The set of 22 sequence signatures used in the statistical analysis
| PROSITE identifier | Signature description | γi |
|---|---|---|
| PS00485 | Adenosine and AMP deaminase signature | −1.4940 |
| PS00197 | 2Fe-2S ferredoxins, iron–sulfur-binding region signature | 2.7733 |
| PS00636 | dnaJ domains signatures and profile | −2.4318 |
| PS00693 | Riboflavin synthase alpha chain family Lum-binding site signature | −1.3764 |
| PS00147 | Arginase family signatures | 1.8978 |
| PS00152 | ATP synthase alpha- and beta-subunits signature | −1.5161 |
| PS00043 | Bacterial regulatory proteins, gntR family signature | −0.9389 |
| PS00104 | EPSP synthase signatures | −0.6271 |
| PS00453 | FKBP-type peptidyl–prolyl | −1.7875 |
| PS00178 | Aminoacyl-transfer RNA synthetases class-I signature | −1.0039 |
| PS00227 | Tubulin subunits alpha, beta and gamma signature | 4.5902 |
| PS00296 | Chaperonins cpn60 signature | −1.3363 |
| PS00061 | Short-chain dehydrogenases/reductases family signature | 0.7331 |
| PS00036 | Basic-leucine zipper (bZIP) domain signature and profile | 0.2328 |
| PS00559 | Eukaryotic molybdopterin oxidoreductases signature | −1.5359 |
| PS00287 | Cysteine protease inhibitors signature | −2.3378 |
| PS00107 | Protein kinases ATP-binding region signature | −0.0815 |
| PS00118 | Phospholipase A2 histidine active site | 2.3733 |
| PS00283 | Soybean trypsin inhibitor (Kunitz) protease inhibitors family signature | −0.7184 |
| PS00606 | Beta-ketoacyl synthases active site | −0.0164 |
| PS00697 | ATP-dependent DNA ligase AMP-binding site | 2.0708 |
| PS01228 | Hypothetical cof family signatures | 0 |
γi is the value of the coefficient associated with the signature in the logistic model of Equation 1; PS01228 was selected as a reference and its coefficient was set to zero.

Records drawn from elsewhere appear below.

PR #927, opened 2016-08-28
Remove support for Symfony prior to 2.7

everzet:
2.3 maintenance period effectively ended. The only actively maintained
Symfony 2.x versions are 2.7 and 2.8. I'm bumping minimum required Symfony
version to 2.7.

### DIFF
--- a/.travis.yml
+++ b/.travis.yml
@@ -19,8 +19,6 @@ matrix:
     - php: 5.3
       env: DEPENDENCIES='low'
     - php: 5.6
-      env: SYMFONY_VERSION='2.3.*'
-    - php: 5.6
       env: SYMFONY_VERSION='2.7.*'
     - php: 5.6
       env: SYMFONY_VERSION='2.8.*'
--- a/CHANGES.md
+++ b/CHANGES.md
@@ -14,6 +14,7 @@
   * Transformations refactoring ([PR #905](https://github.com/Behat/Behat/pull/905))
   * `*SnippetAcceptingContext` interfaces deprecation ([PR #922](https://github.com/Behat/Behat/pull/922))
   * Exception handlers extension point added ([PR #931](https://github.com/Behat/Behat/pull/931))
+  * Bumped minimum dependencies version to Symfony 2.7 ([PR #927](https://github.com/Behat/Behat/pull/927)) 
 
 ### Bug fixes
 
--- a/CONTRIBUTING.md
+++ b/CONTRIBUTING.md
@@ -27,6 +27,13 @@ where BC break is introduced as a measure to fix a serious issue.
 
 You can read detailed guidance on what BC means in [Symfony2 BC guide](http://symfony.com/doc/current/contributing/code/bc.html).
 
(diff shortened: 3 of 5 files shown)


ciaranmcnulty:
Do we have a versions policy anywhere?

This is a good move but brace yourself for the backlash :-)

everzet:
> Do we have a versions policy anywhere?

Good shout.

andytson:
Does "remove support" have to mean "don't allow it to work"?

patkar:
@andytson This PR means newer Behat releases after it got merged (and of course dev-master) are not installable with Symfony <2.7 anymore. Composer will only install the latest release before this PR.

ciaranmcnulty:
@andytson it would be irresponsible to claim support for a version in composer.json but not actually test against it

andytson:
maybe, yep, if the tests start to fail, but before the failure?

andytson:
anyway, I have no uses of Symfony 2.6- so no stake in this, just thought I'd be devils advocate

everzet:
@ciaranmcnulty added versioning policy

Taluu:
Why 2.7 and not 3.1 instead ? Or, if it's because there is no LTS version of 3.x versions (if I remember correctly), 2.8, as it is a LTS ?

patkar:
@Taluu 2.7 and 2.8 are still both LTS versions. And you're right, there is no 3.x LTS version. And according to the version policy it's about dropping unsupported versions of 3rd party deps, and not dropping supported versions ;)

Taluu:
Maybe, but there are things that are in 2.8 (and thus in 3.0, as 2.8 is 3.0 with deprecated things) that aren't in 2.7. That's limiting the scope for future improvements, especially as 2.7 and 2.8 have almost the same eol dates (with a few monts separating these two)

patkar:
So you want to annoy all Symfony 2.7 users whom are using behat? :scream:

everzet:
Just to be crystal clear - this PR is only about dropping support for 2.0-2.6. 2.7 support will remain no matter the outcome of this PR - it is a LTR and killing support for it for no reason is like shooting ourselves in the foot.

everzet:
After thorough thinking on this one I decided to postpone the bump until the 4.0 release. Here's my thinking:

1. There's no technical need to bump entire Symfony dependency to 2.7. Some dependencies that did need to be bumped were already bumped in their own PRs
2. If we remove support for unmaintained Symfony versions, it would make sense to also remove support for unsupported PHP versions. And we already agreed that it is too big of a change
3. We will likely need to bump minimum Symfony version to 3.x again in couple of months with 4.0 release. That seems excessive
4. Bumping versions required explicit change of policy mid-major. And I'm not quite comfortable with what it means

Overall, it's the point number 1 that I think swayed me over. If there's no technical need for a bump, there's no need for a bump.

Only meaningful reason left I see to do it is to nudge people to upgrade to latest Symfony. Behat is opinionated in many way, but which version of Symfony you use is not in that list.

Issue #932, opened 2016-08-30
--rerun should execute features in suites and not with all suites.


rajeshtaneja:
rerun option executes all failed features with all suites and doesn't respect if feature is part of the suite or not.

## Steps to reproduce:
> git clone https://github.com/rajeshtaneja/MinkExtension-example.git
cd MinkExtension-example
curl http://getcomposer.org/installer | php
php composer.phar install

#### Run behat
>git checkout multiplesuites
bin/behat

* Only one feature file is executed with 3 scenarios.
* Check /tmp/behat_rerun_cache/xxxx.scenarios and you will see only 1 scenario listed

##### Re-run behat
>bin/behat --rerun

You will observe features are executed twice, as temp context doesn't have search.feature it should only be executed once.

PR #933, opened 2016-08-30
#932 Save failed runs with suite information

rajeshtaneja:
Save failed runs with suite information, so
rerun run failed scenarios of suite

### DIFF
--- a/features/rerun_with_multiple_suite.feature
+++ b/features/rerun_with_multiple_suite.feature
@@ -1,0 +1,296 @@
+Feature: Rerun with multiple suite
+  In order to test only failed scenarios in different suite
+  As a feature developer
+  I need to have an ability to rerun failed previously scenarios
+
+  Background:
+    Given a file named "behat.yml" with:
+      """
+      default:
+        suites:
+          default:
+            paths:
+              - features/apples.feature
+              - features/bananas.feature
+            contexts:
+              - FeatureContext: [ { param1: val1, param2: val1 } ]
+          suite1:
+            paths: {}
+          suite2:
+            paths:
+              - features/bananas.feature
+      """
+    And a file named "features/bootstrap/FeatureContext.php" with:
+      """
+      <?php
+
+      use Behat\Behat\Context\Context;
+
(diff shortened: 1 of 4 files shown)


everzet:
Can you provide a test case? Simple version of "Steps to reproduce" section from your issue would work nicely!

rajeshtaneja:
Information has been added https://github.com/Behat/Behat/issues/932

## Steps to reproduce:
> git clone https://github.com/rajeshtaneja/MinkExtension-example.git
cd MinkExtension-example
curl http://getcomposer.org/installer | php
php composer.phar install

#### Run behat
>git checkout multiplesuites
bin/behat

* Only one feature file is executed with 3 scenarios.
* Check /tmp/behat_rerun_cache/xxxx.scenarios and you will see only 1 scenario listed

##### Re-run behat
>bin/behat --rerun

You will observe features are executed twice, as temp context doesn't have search.feature it should only be executed once.

everzet:
It is not a cost effective test case if it is not automated :) Can you write a representative feature file under `features/` folder?

rajeshtaneja:
Our features are distributed in different modules, so if plugin is installed it will have it's own features and context.

Sorry I didn't get the cost factor problem involved. Can you please explain. Other then the current solution  , I can override scenario list locator to check if it's a json file or just scenarios and return feature accordingly.

everzet:
@rajeshtaneja write an automated test case (living under `features/` folder) as part of this PR.

rajeshtaneja:
Thanks @everzet ,

Added testcase.

everzet:
@rajeshtaneja that's awesome! Thank you.

rajeshtaneja:
Thank you for keeping up the awesome work. 

Sorry, I didn't get your comment earlier about the testcase. I was reading between the lines....

Can you please let us know due date for 3.2.0

everzet:
@rajeshtaneja you can expect the RC1 in the next couple of days.

rajeshtaneja:
Thanks @everzet

PR #941, opened 2016-09-08
Transformation should be allowed if printable chars are used

rajeshtaneja:
Table row can have symbols/words/space
All printable chars should be allowed
while doing check for supported pattern


rajeshtaneja:
The failure seems to be happening because of https://github.com/Behat/Gherkin/commit/db8be8a11b49926fc52e3b4c53134b711b7ed487

everzet:
Yup

everzet:

Issue #951, opened 2016-09-20
Stop on failure with strict mode


estevejm:
Given that
- `--strict` option will make the tests fail if there's a missing step
- `--stop-on-failure` option will stop test execution as soon as a step fails

If we run Behat with both options I would expect it to stop test execution as soon as it detects a missing step. Unfortunately, this is not how this is working currently. 

Do you think it makes sense to change this behaviour? I would be happy to help...

BTW, I'm using PHP 5.6 with Behat 3.1

everzet:
I agree with this

everzet:
Closed in 954

PR #954, opened 2016-09-24
Strict stop on failure

estevejm:
Given that
- `--strict` option will make the tests fail if there's a missing step
- `--stop-on-failure` option will stop test execution as soon as a step fails

If we run Behat with both options it will stop test execution as soon as it detects a missing step.

This PR should close issue #951


everzet:
That is perfect! Thank you very much for contribution!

Figure 3The distribution of the conservation scores within the three subgroups: true positive (TP, solid line), false negative (FN, dashed line) and false positive (FP, dot–dashed line).
Comparison of the performance of the QuasiMotiFinder (QMF) and the eMOTIF web servers
| TP | FP | FN | |||||||
|---|---|---|---|---|---|---|---|---|---|
| Present | Absent | Total | Present | Absent | Total | Present | Absent | Total | |
| QMF | 29 | 1 | 30 | 6 | 24 | 30 | 23 | 7 | 30 |
| eMOTIF | 25 | 5 | 30 | 1 | 29 | 30 | 24 | 6 | 30 |
The three subgroups are marked as TP, FP and FN. The number of proteins with correctly detected motifs is listed in the ‘Present’ column in each subgroup. The number of proteins whose motifs were overlooked is listed in the ‘Absent’ column. The total number of proteins in each subgroup is listed in the ‘Total’ column.